Morphology, habitat and various selective pressures (e.g., social and sexual selection) can influence the evolution of acoustic signals, but the relative importance of their effects is not well understood. The order Psittaciformes (parrots, sensu lato) is a large clade of very vocal and often gregarious species for which large-scale comparative studies of vocalizations are lacking. We measured acoustic traits (duration, sound frequency, frequency bandwidth and sound entropy) of the predominant call type for >200 parrot species to test: (1) for associations with body size; (2) the acoustic adaptation hypothesis (predicting differences between forest and open-habitat species); (3) the social complexity hypothesis (predicting more complex calls in gregarious species); and (4) influences of sexual selection (predicting correlated evolution with colour ornamentation).

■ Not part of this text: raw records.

PR #866, opened 2024-10-27
Add `vendored` cargo feature

soywod:
This PR forwards the `vendored` cargo features to `native-tls`. Useful when users want to statically link OpenSSL.

### DIFF
--- a/Cargo.lock
+++ b/Cargo.lock
@@ -529,6 +529,15 @@ source = "registry+https://github.com/rust-lang/crates.io-index"
 checksum = "ff011a302c396a5197692431fc1948019154afc178baf7d8e37367442a4601cf"
 
 [[package]]
+name = "openssl-src"
+version = "300.4.0+3.4.0"
+source = "registry+https://github.com/rust-lang/crates.io-index"
+checksum = "a709e02f2b4aca747929cca5ed248880847c650233cf8b8cdc48f40aaf4898a6"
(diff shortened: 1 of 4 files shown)


algesten:
Hi @soywod welcome to ureq!

This looks good. Notice that the README is not the authorative source. We use `cargo readme` to generate it. So the doc change needs to be made in `lib.rs`.

If you can fix that, we can merge.

Thanks!

soywod:
> Notice that the README is not the authorative source. We use `cargo readme` to generate it. So the doc change needs to be made in `lib.rs`.

Oh I see, my bad. Could be nice to mention it somewhere like in the `README.md` itself or in the `CONTRIBUTING.md`.

I just pushed the fix.

algesten:
> Oh I see, my bad. Could be nice to mention it somewhere like in the `README.md` itself or in the `CONTRIBUTING.md`.

This is the first line of README.md:

```
[comment]: # (README.md is autogenerated from src/lib.rs by `cargo readme > README.md`)
```

:)

Easy to miss though.

algesten:
Thanks!

soywod:
> This is the first line of README.md.
> Easy to miss though.

Ha. Indeed I missed it also. I thought to explicitly write it down in the doc, not as a comment (or in the contributing section). Anyway just a detail.

I will wait for the next release. Thanks!

Issue #869, opened 2024-10-29
Ureq 3.x.x TlsConfigBulder::disable_verification(true) should not set supported signature schemes to an empty array


sosthene-nitrokey:
https://github.com/algesten/ureq/blob/de4f0fb8bf5b666d20e420b7ae35a6f31c800544/src/tls/rustls.rs#L243

Since the disabled verifier accepts any certificate and any signature, it should instead return an array of all defined signature algorithms. Otherwise the other end will reject the handshake.

algesten:
Oops! Yep. Must be done!

PR #871, opened 2024-10-31
disable_verification: Signal that all signature schemes are supported

sosthene-nitrokey:
Without this, the server will not accept the connection because it can't use any signature scheme

This adds a test (against google.com) that fails without this change.

Close https://github.com/algesten/ureq/issues/869

### DIFF
--- a/src/lib.rs
+++ b/src/lib.rs
@@ -634,6 +634,35 @@ pub(crate) mod test {
     }
 
     #[test]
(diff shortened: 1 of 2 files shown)


algesten:
I think this needs rebasing off current main?

sosthene-nitrokey:
Done

algesten:
Thanks!

PR #872, opened 2024-11-06
Rename hoot -> ureq-proto

algesten:


algesten:
@sosthene-nitrokey hey, so here's the PR that switches over from `hoot` to `ureq-proto`. I also decided to re-export the `http` crate that is exported from `ureq-proto` to make sure these versions always line up.

Next step would be to start moving the `Transport` traits etc to the proto crate.

Does this look OK to you?

sosthene-nitrokey:
Yes, this looks good to me!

Larger species had on average longer calls, lower sound frequency and wider frequency bandwidth. These associations with body size are all predicted by physical principles of sound production. We found no evidence for the acoustic adaptation and social complexity hypotheses, but perhaps social complexity is associated with vocal traits not studied here, such as call repertoire sizes. More sexually dichromatic species had on average simpler calls (shorter, with lower entropy and narrower frequency bandwidth) indicating an influence of sexual selection, namely an evolutionary negative correlation between colour ornamentation and elaborate acoustic signals, as predicted by the transference hypothesis. Our study is the first large-scale attempt at understanding acoustic diversity across the Psittaciformes, and indicates that body size and sexual selection influenced the evolution of species differences in vocal signals.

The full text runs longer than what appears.